Only the lines holding the string "lambda" are needed; copy each of them from the data.

**Dataset excerpts:**
====================

PR #655, opened 2019-08-06
[12.0][FIX] hr_holidays_leave_request_wizard: used fields must be in XML

alexey-pelykh:
Workarounds https://github.com/odoo/odoo/issues/35419

### DIFF
--- a/hr_holidays_leave_request_wizard/wizards/hr_leave_wizard.py
+++ b/hr_holidays_leave_request_wizard/wizards/hr_leave_wizard.py
@@ -2,6 +2,7 @@
 # License AGPL-3.0 or later (https://www.gnu.org/licenses/agpl).
 
 import babel.dates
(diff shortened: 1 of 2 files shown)


pedrobaeza:
I think you are facing https://github.com/odoo/odoo/issues/20163

alexey-pelykh:
@pedrobaeza I doubt that, since it was working when it was tested and merged couple of months ago

pedrobaeza:
Well, I don't think this big patch is the solution either, and you are declaring incorrectly the fields in the one2many. You must put either `<tree>` or `<form>` in between. What is clear is that non nested views are a problem, so nest the views of children models.

alexey-pelykh:
Yeah, this fix still does not fix anything :( And nested views are not pulled at all, e.g. field of one2many won't use XML declaration at all. Right now not sure how to proceed with actual fix

Issue #653, opened 2019-08-01
[11.0] hr_holidays_compute days, fields are True by default


jarroyomorales:
The new field `compute_full_days` in this module is set as True by default, which can (and I think it is) cause problems to other modules tests since they shouldn't take in account that the computation of days has been changed by this module.

https://github.com/OCA/hr/blob/11.0/hr_holidays_compute_days/models/hr_holidays_status.py#L19

jarroyomorales:
@pedrobaeza What do you think of this? Should I create a PR?

jarroyomorales:
And I think it is the same case with the other field, exclude_rest_days`. 
A field that changes the result of the number of days computation shouldn't be default True because other modules can't do anything against it

pedrobaeza:
Well, it shouldn't be too much problem, as you normally do that for the leaves. Any way, you can add code for inhibiting that behavior on the module itself detecting if you are in test mode and not testing the module itself.

jarroyomorales:
The module itself works fine, the problem is just with the tests. You can always ask if the leave type has the field `compute_full_days` and set it to False but I dont know if thats the best solution since these two modules are independent.

pedrobaeza:
As said, you can inhibit the behavior when testing other modules:

1. Add `from odoo.tools import config`.
2. On the code that changes the behavior if `compute_full_days`, check if `config['test_enable']` and there's not a specific context key. Then ignore behavior.
3. On `hr_holidays_compute_days` module tests, add that context.

Example of this: https://github.com/OCA/bank-payment/blob/8.0/account_payment_transfer_reconcile_batch/models/payment_order.py#L28

jarroyomorales:
Solved! At least in 11.0, should we also apply this to 12.0? @pedrobaeza

pedrobaeza:
Yes, please propose PR

jarroyomorales:
The PR of the migration https://github.com/OCA/hr/pull/603 was closed since this module is already included in odoo 12.0 core so I think we can close this issue.

PR #656, opened 2019-08-06
[11.0][IMP] hr_holidays_compute_days: Add test context

jarroyomorales:
This PR intends to solve #653 by adding a context variable that makes other modules ignore the function that is returning unexpected values.

@pedrobaeza

### DIFF
--- a/hr_holidays_compute_days/tests/test_holidays_compute_days.py
+++ b/hr_holidays_compute_days/tests/test_holidays_compute_days.py
@@ -11,7 +11,9 @@ class TestHolidaysComputeDaysBase(common.SavepointCase):
     @classmethod
     def setUpClass(cls):
         super(TestHolidaysComputeDaysBase, cls).setUpClass()
-        cls.HrHolidays = cls.env['hr.holidays']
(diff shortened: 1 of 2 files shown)


hr_holidays_compute_days/tests/test_holidays_compute_days.py
```diff
@@ -75,7 +75,7 @@ def test_number_days_excluding_full_day_employee(self):
             'date_to': '1946-12-27 11:00:00',  # Friday
             'holiday_status_id': self.holiday_type.id,
             'employee_id': self.employee.id,
-        })
+        }).with_context(test_full_days=True)
```
pedrobaeza: Instead of here, add the context in the object `self.HrHolidays` for having it everywhere, and no need to put it in any other place.

jarroyomorales: Done!

pedrobaeza (approved):

jarroyomorales:
ping @etobella

etobella (approved):

PR #666, opened 2019-08-29
[12.0][FIX] hr_employee_service: Test 3

jarroyomorales:
Test 3 created an employee with a hire date 6 months previous than today and then tested that the computation was correct and the employee had a length of service of exactly 6 months.
Today it is `2019-08-29` and 6 months ago it should be `2019-02-29` but since it was February, python's `relativedelta` returns `2019-02-28` which makes the length of service 6 months and 1 day long, which made the test fail.
I know this only happens once a year and tomorrow tests will work properly but I this this little fix is good to have anyways.

### DIFF
--- a/hr_employee_service/tests/test_hr_employee_service.py
+++ b/hr_employee_service/tests/test_hr_employee_service.py
@@ -5,6 +5,8 @@ from odoo import fields
 from odoo.tests import common
 
 from dateutil.relativedelta import relativedelta
+from datetime import date
+from mock import patch
 
 
 class TestHrEmployeeService(common.TransactionCase):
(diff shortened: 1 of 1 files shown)


alexey-pelykh:
@jarroyomorales I guess we can simply use `service_termination_date`? But that would duplicate other test, so meaningless. I'd just cut down number of tests

If we want to keep that test, just mock the today for calls to compute OR mock today for entire method?

alexey-pelykh:
test 3, PR 666 🤣

jarroyomorales:
If you prefer to reduce the number of tests it is ok for me, I dont know if the same can happen some day with other tests...
Yes hahaha, I also realized about the 666 :rofl:

alexey-pelykh:
@jarroyomorales I think that testing a single `or` is too much, I guess I was in mood of testing everything 🤷‍♂ Yet I'd do it like this now:
```
mocked_today = date(2019, 8, 27)
employee = self.SudoEmployee.create({
    'name': 'Employee #3',
    'service_hire_date': (
        mocked_today - relativedelta(months=6)
    ),
    'service_start_date': (
        mocked_today - relativedelta(months=6)
    ),
})

with patch('odoo.fields.Date.today') as today:
    today.return_value = mocked_today
    self.assertEqual(employee.service_duration_years, 0)
    self.assertEqual(employee.service_duration_months, 6)
    self.assertEqual(employee.service_duration_days, 0)

```

jarroyomorales:
It is the same I did, isnt it?

alexey-pelykh:
Almost, `create()` may also use today for whatever reason and we may have side effect. But I'm only suggesting

jarroyomorales:
Okay! We can go with your solution. Thank you!

hr_employee_service/tests/test_hr_employee_service.py
```diff
@@ -51,19 +53,22 @@ def test_2(self):
         self.assertEqual(employee.service_duration_days, 0)
 
     def test_3(self):
+        mocked_today = date(2019, 8, 27)
         employee = self.SudoEmployee.create({
             'name': 'Employee #3',
             'service_hire_date': (
-                self.today - relativedelta(months=6)
+                    mocked_today - relativedelta(months=6)
```
alexey-pelykh: Formatting off

alexey-pelykh (approved):

alexey-pelykh:
Waiting for CI to complete and will merge

PR #672, opened 2019-09-19
[12.0][ADD]hr_expense_petty_cash

ps-tubtim:
@kittiu


hr_expense_petty_cash/data/account_account.xml
```diff
@@ -0,0 +1,10 @@
+<?xml version="1.0" encoding="utf-8"?>
+<odoo noupdate="1">
+
+    <record id="petty_cash" model="account.account">
```
kittiu: We don't need to provide the account code. Accountant should be the person to add this manually into his/her chart of account.
This file can be removed.
Note: in the test script, you can use coding to create this account before run test.

hr_expense_petty_cash/models/account_invoice.py
```diff
@@ -0,0 +1,78 @@
...
+            balance = petty_cash.petty_cash_balance
+            limit = petty_cash.petty_cash_limit
+            max_amount = limit - balance
+            account = petty_cash.account_id
+            # Looking for petty cash line
+            inv_lines = rec.invoice_line_ids.filtered(
+                lambda l: l.account_id == account)
+            amount = sum([line.price_subtotal for line in inv_lines])
+            company_currency = rec.company_id.currency_id
+            amount_currency = rec.currency_id.compute(amount, company_currency)
```
kittiu:
```suggestion
            amount_company = rec.currency_id.compute(amount, company_currency)
```
I understand that you try to change from any currency (USD), into company currency (THB), right?
If so, amount in company currency, should named, amount_company. This is naming convention you can find in account.move.line, i.e.,
* debit, credit = company currency always, i.e., THB (else where it will be amount_company)
* amount_currency = foreign currency, i.e., USD

hr_expense_petty_cash/models/account_invoice.py
```diff
@@ -0,0 +1,78 @@
...
+    def _add_petty_cash_invoice_line(self, petty_cash):
+        # Get suggested currency amount
+        amount = petty_cash.petty_cash_limit - petty_cash.petty_cash_balance
+        company_currency = self.env.user.company_id.currency_id
+        amount_doc_currency = \
+            company_currency.compute(amount, self.currency_id)
+
+        inv_line = self.env['account.invoice.line'].new({
+            'name': petty_cash.account_id.name,
+            'invoice_id': self.id,
```
kittiu, line 56:
```suggestion
```
I think this is not necessary, can you remove this line and test whether it works?
Note: because when we add line to o2m, and save it from UI, it auto assign invoice_id.

hr_expense_petty_cash/models/hr_expense.py
```diff
@@ -0,0 +1,47 @@
...
+    def action_submit_expenses(self):
+        res = super().action_submit_expenses()
+        context = res.get('context', False)
+        context['default_expense_line_ids'] = self.ids
+        context['default_name'] = self[0].name if len(self) == 1 else ''
+        set_petty_cash_id = set()
+        for rec in self:
+            if rec.payment_mode == 'petty_cash':
+                set_petty_cash_id.add(rec.petty_cash_id.id)
+        if len(set_petty_cash_id) > 1:
```
kittiu, line 32: What if they use the same petty cash holder, but create multiple petty cash expense? I think, it should be ok, right?
This seem to test only number of petty cash expense, and not yet cover the case mentioned. Please verify.

hr_expense_petty_cash/models/account_invoice.py
```diff
@@ -0,0 +1,78 @@
...
+            'account_id': petty_cash.account_id.id,
```
kittiu, line 57: As I asked to remove the Petty Cash Account data, then, please check if petty_cash.account_id == False.
And give a very good detail on how to correctly add new Petty Cash Account in chart of account. (as guideline here)

hr_expense_petty_cash/models/hr_expense_sheet.py
```diff
@@ -0,0 +1,17 @@
...
+class HrExpenseSheet(models.Model):
+    _inherit = 'hr.expense.sheet'
+
+    payment_mode = fields.Selection(
+        selection_add=[('petty_cash', 'Petty Cash')],
+    )
+    petty_cash_id = fields.Many2one(
+        string='Petty cash holder',
+        comodel_name='petty.cash',
+        readonly=True,
```
kittiu, line 18: add `ondelete='restrict',`

hr_expense_petty_cash/models/hr_expense.py
```diff
@@ -0,0 +1,47 @@
...
+    _inherit = 'hr.expense'
+
+    payment_mode = fields.Selection(
+        selection_add=[('petty_cash', 'Petty Cash')],
+    )
+    petty_cash_id = fields.Many2one(
+        string='Petty cash holder',
+        comodel_name='petty.cash',
+        readonly=True,
+        states={'draft': [('readonly', False)]},
```
kittiu, line 19: add `ondelete='restrict',`
Note: normally, please add this when you create any  many2one, because some time we want it differently, i.e., those line_ids, we may want `ondelete='cascade'`, etc.

kittiu:
@ps-tubtim looks good so far. Please fix per review, I will do functional test again.
Also, please add test case.

hr_expense_petty_cash/models/account_invoice.py
ps-tubtim: If remove this line, invoice line can't auto appear.

hr_expense_petty_cash/models/account_invoice.py
ps-tubtim: **Create a Petty Cash Account**

#. Go to Invoicing > Configuration > Chart of accounts
#. Create a new petty cash account
#. Type = Bank and Cash or Account type that is asset

Note:
* You will need the "Show Full Accounting Features" to see accounting data

hr_expense_petty_cash/views/petty_cash_views.xml
```diff
@@ -0,0 +1,90 @@
...
+        <field name="model">petty.cash</field>
+        <field name="arch" type="xml">
+            <form string="Petty Cash">
+               <sheet>
+                   <group>
+                       <group>
+                           <field name="partner_id"/>
+                           <field name="account_id"/>
+                           <field name="petty_cash_limit"/>
+                           <field name="petty_cash_balance" readonly="1"/>
```
kittiu:
```suggestion
                           <field name="petty_cash_balance"/>
```
readonly is not necessary, required field will be readonly anyway.

kittiu:
On "Submit to manager", "Approve" and "Post Journal Entries", the expense sheet, there should be warning message, i..e, 
```
Not enough money in petty cash holder.
You are requesting 1,000฿, but the balance is 100฿
```
Now, there is no blocking, and so, it allow to have negative balance.
image

kittiu:
In petty cash form, let's move like this,
image

kittiu:
Please add Group By: Petty Cash Holder

kittiu:
@ps-tubtim So far so good.
So, please add some test cases as final step.
Thank you!

ps-tubtim:
Please go to https://github.com/OCA/hr/pull/679

PR #686, opened 2019-10-01
[13.0][MIG][WIP] hr_expense_advance_clearing

kongrattapong:
I need help.

I stuck in condition: `if line.account_id == emp_advance.property_account_expense_id:`
In this condition it check 4 Payments and should match 2 Payments: debit & credit but match only 1 Payment (debit) How can I fix it?

Step:
- Create new expense with Employee Advance (Expense Account is 1200100 Outstanding Cheques)
- Create report > Submit > Approve > Post > Payment > Return Advance
and Amount to Clear is not clear


kittiu:
Replaced by https://github.com/OCA/hr/pull/712

PR #1257, opened 2023-06-14
[14.0][RM] hr_holidays_setting: migrated in wrong repository

### LINKED ISSUE #1256: [14.0] hr_holidays_settings: duplicated in OCA / hr-holidays repo
The repo [OCA / hr-holidays](https://github.com/OCA/hr-holidays) also has an addon called [hr_holidays_settings](https://github.com/OCA/hr-holidays/tree/14.0/hr_holidays_settings), which appears to be functionally identical

## Module
hr_holidays_settings

**Expected behavior**
If both addons are the same, as it appears to be the case, then one of them should be removed, if not, one of them should be renamed

**Additional context**
Add any other context about the problem here. (e.g. OS, Python version, ...)

JordiMForgeFlow:
Fixes https://github.com/OCA/hr/issues/1256

CC @pedrobaeza @MiquelRForgeFlow @javimurcia @nimarosa @gjotten


pedrobaeza:
For other times, the tag should be `[REM]` (https://github.com/OCA/odoo-community.org/blob/master/website/Contribution/CONTRIBUTING.rst#71commit-message), but it's not so important, and more removing files, so let's fast-track it:

/ocabot merge nobump

PR #1262, opened 2023-06-29
[15.0][ADD] hr_announcement: New module

pilarvargas-tecnativa:
The hr_announcement module extends the announcement module by adding 3 new options to the announcement type. This module allows the creation and management of announcements, which can be sent to specific employees, departments, or job positions.

cc @Tecnativa TT42581

@victoralmau @chienandalu please review :)

ping @CarlosRoca13


hr_announcement/models/announcement.py
```diff
@@ -0,0 +1,106 @@
...
+        ondelete={
+            "employee": "set default",
+            "department": "set default",
+            "job_position": "set default",
+        },
+    )
+
+    employee_ids = fields.Many2many(
+        comodel_name="hr.employee",
+        relation="hr_employee_announcements",
```
chienandalu: Usually we can go with the default relation name for m2m fields unless there are conflicting m2m with same relation in the same model

hr_announcement/models/announcement.py
```diff
@@ -0,0 +1,106 @@
...
+        "specific_user_ids",
+        "user_group_ids",
+        "employee_ids",
+        "department_ids",
+        "position_ids",
+    )
+    def _compute_allowed_user_ids(self):
+        res = super()._compute_allowed_user_ids()
+        for announcement in self.filtered(
+            lambda a: a.announcement_type in ["employee", "department", "job_position"]
```
chienandalu, line 69: do a filter per announcement type so you don't have to do the ifs later on

hr_announcement/models/announcement.py
```diff
@@ -0,0 +1,106 @@
...
+        ):
+            if announcement.announcement_type == "employee":
+                announcement.allowed_user_ids = announcement.employee_ids.mapped(
+                    "user_id"
+                )
+                announcement.allowed_users_count = len(
+                    announcement.employee_ids.mapped("user_id")
```
chienandalu: You don't need a mapped for chained relations from v13
```suggestion
                    announcement.employee_ids.user_id
```

hr_announcement/models/announcement.py
```diff
@@ -0,0 +1,106 @@
...
+                )
+            elif announcement.announcement_type == "department":
+                announcement.allowed_user_ids = (
+                    announcement.department_ids.member_ids.mapped("user_id")
```
chienandalu: Same here
```suggestion
                    announcement.department_ids.member_ids.user_id
```

hr_announcement/models/announcement.py
```diff
@@ -0,0 +1,106 @@
...
+
+    @api.depends(
+        "specific_user_ids",
+        "user_group_ids",
+        "employee_ids",
+        "department_ids",
+        "position_ids",
+    )
+    def _compute_allowed_user_ids(self):
+        res = super()._compute_allowed_user_ids()
```
chienandalu: Are you sure super is excluding your new types?: https://github.com/OCA/server-ux/blob/8311de64e311120a758db38cabf8993bb86907cf/announcement/models/announcement.py#L83

hr_announcement/models/announcement.py
```diff
@@ -0,0 +1,106 @@
...
+                    "employee_ids.user_id"
+                )
+                announcement.allowed_users_count = len(
+                    announcement.position_ids.mapped("employee_ids.user_id")
+                )
+        return res
+
+    @api.onchange("announcement_type")
+    def _onchange_announcement_type(self):
+        """We want to reset the values on screen"""
```
chienandalu: Your squashing the original method, don't you? (call `super`)

hr_announcement/models/res_users.py
```diff
@@ -0,0 +1,82 @@
...
+# License AGPL-3.0 or later (https://www.gnu.org/licenses/agpl).
+from odoo import api, models
+
+
+class ResUsers(models.Model):
+    _inherit = "res.users"
+
+    @api.model
+    def announcement_user_count(self):
+        # res = super().announcement_user_count()
```
chienandalu: ??

hr_announcement/models/res_users.py
```diff
@@ -0,0 +1,82 @@
...
+                announcement["id"]
+                for announcement in position_announcements
+                if any(
+                    position_id in jobs_with_employees.ids
+                    for position_id in announcement["position_ids"]
+                )
+            ]
+        )
+
+        return super().announcement_user_count() + [
```
chienandalu: This kinda ugly. It's preferable to call to res as you intended and then return res += your_new_results

hr_announcement/models/res_users.py
```diff
@@ -0,0 +1,82 @@
...
+    _inherit = "res.users"
+
+    @api.model
+    def announcement_user_count(self):
+        # res = super().announcement_user_count()
+        employee_announcements = self.env["announcement"].search_read(
+            [
+                ("announcement_type", "=", "employee"),
+                ("in_date", "=", True),
+                ("id", "not in", self.env.user.read_announcement_ids.ids),
```
chienandalu: But you can write to the related employee user the announcement as it's done with the specific_user type so you don't have to go down to this logic: https://github.com/OCA/server-ux/blob/8311de64e311120a758db38cabf8993bb86907cf/announcement/models/announcement.py#L63-L71

hr_announcement/models/res_users.py
```diff
@@ -0,0 +1,82 @@
...
+        department_announcements = self.env["announcement"].search_read(
+            [
+                ("announcement_type", "=", "department"),
+                ("in_date", "=", True),
+                ("id", "not in", self.env.user.read_announcement_ids.ids),
+            ],
+            ["department_ids"],
+        )
+        departments_with_members = self.env["hr.department"].search(
+            [("member_ids.user_id", "!=", False)]
```
chienandalu: Why do you search all the departments? You just need to cross the departments in the department_announcements with the departments the user's employee belongs to.

hr_announcement/models/res_users.py
```diff
@@ -0,0 +1,82 @@
...
+        position_announcements = self.env["announcement"].search_read(
+            [
+                ("announcement_type", "=", "job_position"),
+                ("in_date", "=", True),
+                ("id", "not in", self.env.user.read_announcement_ids.ids),
+            ],
+            ["position_ids"],
+        )
+        jobs_with_employees = self.env["hr.job"].search(
+            [("employee_ids.user_id", "!=", False)]
```
chienandalu: And the same here. Indeed you already have it in the user's employee_id

hr_announcement/readme/USAGE.rst
```diff
@@ -0,0 +1 @@
+To learn about the usage of this module, please refer to the announcement module.
```
chienandalu, line 14: Please develop further :)

chienandalu (changes requested):
Code review

pilarvargas-tecnativa:
> Code review

Thank you for your review above, I have already made the relevant changes. Can you check again if everything is correct?

augustodinizl (approved):
Functional tests on runboat - OK - LGTM
Captura de Tela 2023-07-18 às 18 36 06
Captura de Tela 2023-07-18 às 18 35 52
 
Captura de Tela 2023-07-18 às 18 37 22
Captura de Tela 2023-07-18 às 18 36 46
Captura de Tela 2023-07-18 às 18 36 29

hr_announcement/models/__init__.py
```diff
@@ -0,0 +1 @@
+from . import announcement, res_users
```
zamberjo: As a convention, one import per line

hr_announcement/models/announcement.py
```diff
@@ -0,0 +1,108 @@
...
+            ("department", "Department"),
+            ("job_position", "Job Position"),
+        ],
+        ondelete={
+            "employee": "set default",
+            "department": "set default",
+            "job_position": "set default",
+        },
+    )
+
```
zamberjo:
```suggestion
```

hr_announcement/models/announcement.py
```diff
@@ -0,0 +1,108 @@
...
+    employee_ids = fields.Many2many(
+        comodel_name="hr.employee",
+        string="Employees",
+        inverse="_inverse_employee_ids",
```
zamberjo: From my lack of knowledge in version 15.0, is it possible to apply an `inverse=`
 to a field that is not `compute=`? 

Wouldn't it be cleaner to launch a trigger in the write/create.

zamberjo (changes requested):
Functionally it seems to work well. Only a few details

hr_announcement/models/announcement.py
pilarvargas-tecnativa: You are right, thank you for your corrections

hr_announcement/models/announcement.py
```diff
@@ -0,0 +1,120 @@
...
+                )
+            ):
+                employee.user_id.unread_announcement_ids |= announcement
+
+    @api.model_create_multi
+    def create(self, vals_list):
+        announcements = super().create(vals_list)
+        for vals in vals_list:
+            if vals.get("employee_ids"):
+                announcements._update_read_unread_announcements()
```
zamberjo: By using `model_create_multi` you would be running it for all announcements with only 1 value having `employee_ids`.

```suggestion
        announcements = super().create(vals_list)
        for index, vals in enumerate(vals_list):
            if vals.get("employee_ids"):
                announcements[index]._update_read_unread_announcements()
```

Or you can directly use `@api.model` in a unitary way.

pilarvargas-tecnativa: I still have a lot to learn but looking at the documentation I have learned the difference between both decorators, thanks.

zamberjo: Don't worry, in this world we are all learning all the time.

zamberjo (approved):
The `super` that @chienandalu points out is missing, otherwise it looks good.

pilarvargas-tecnativa:
> The `super` that @chienandalu points out is missing, otherwise it looks good.

thanks!!!

hr_announcement/models/announcement.py
chienandalu: You're still redefining the method without calling super()

rvalyi:
Hello, yesterday I tried the announcement module on the v15 Runboat and got some issues: basically as the admin I sent an announcement for the demo user and the I had a demo user session in an anonymous browser window.

Problem: the demo user didn't get the notification in the tray unless he reloaded the page. Also I got polling XHR timeouts. Also for the admin user he got the notification in the tray when the announcement was for him, but he had to refresh the page to get the popup. I don't know if this is may be related to the Runboat environment (possibly creating the XHR polling timeouts) or if I did something wrong, but I think this is worth a check on your side.

pedrobaeza:
@rvalyi bus is not working in runboats unless you put https on your URLs.

rvalyi:
> @rvalyi bus is not working in runboats unless you put https on your URLs.

ah ok thank you for clarifying.

pedrobaeza:
AFAIK, you can type `https://` in your browser when using a runboat instance, and a self-signed certificate will arise. Accepting the warning, you can then try it.

hr_announcement/models/announcement.py
pilarvargas-tecnativa: Done, thanks

hr_announcement/models/res_users.py
pilarvargas-tecnativa: Sorry I hadn't pushed all the changes.

gurneyalex (approved):
Looks good. An automated test would make it great.

chienandalu (approved):
Working in prod for months. You can mention the lack of tests in the roadmap though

====================

**Answer to this problem:**
+                lambda l: l.account_id == account)
+            lambda a: a.announcement_type in ["employee", "department", "job_position"]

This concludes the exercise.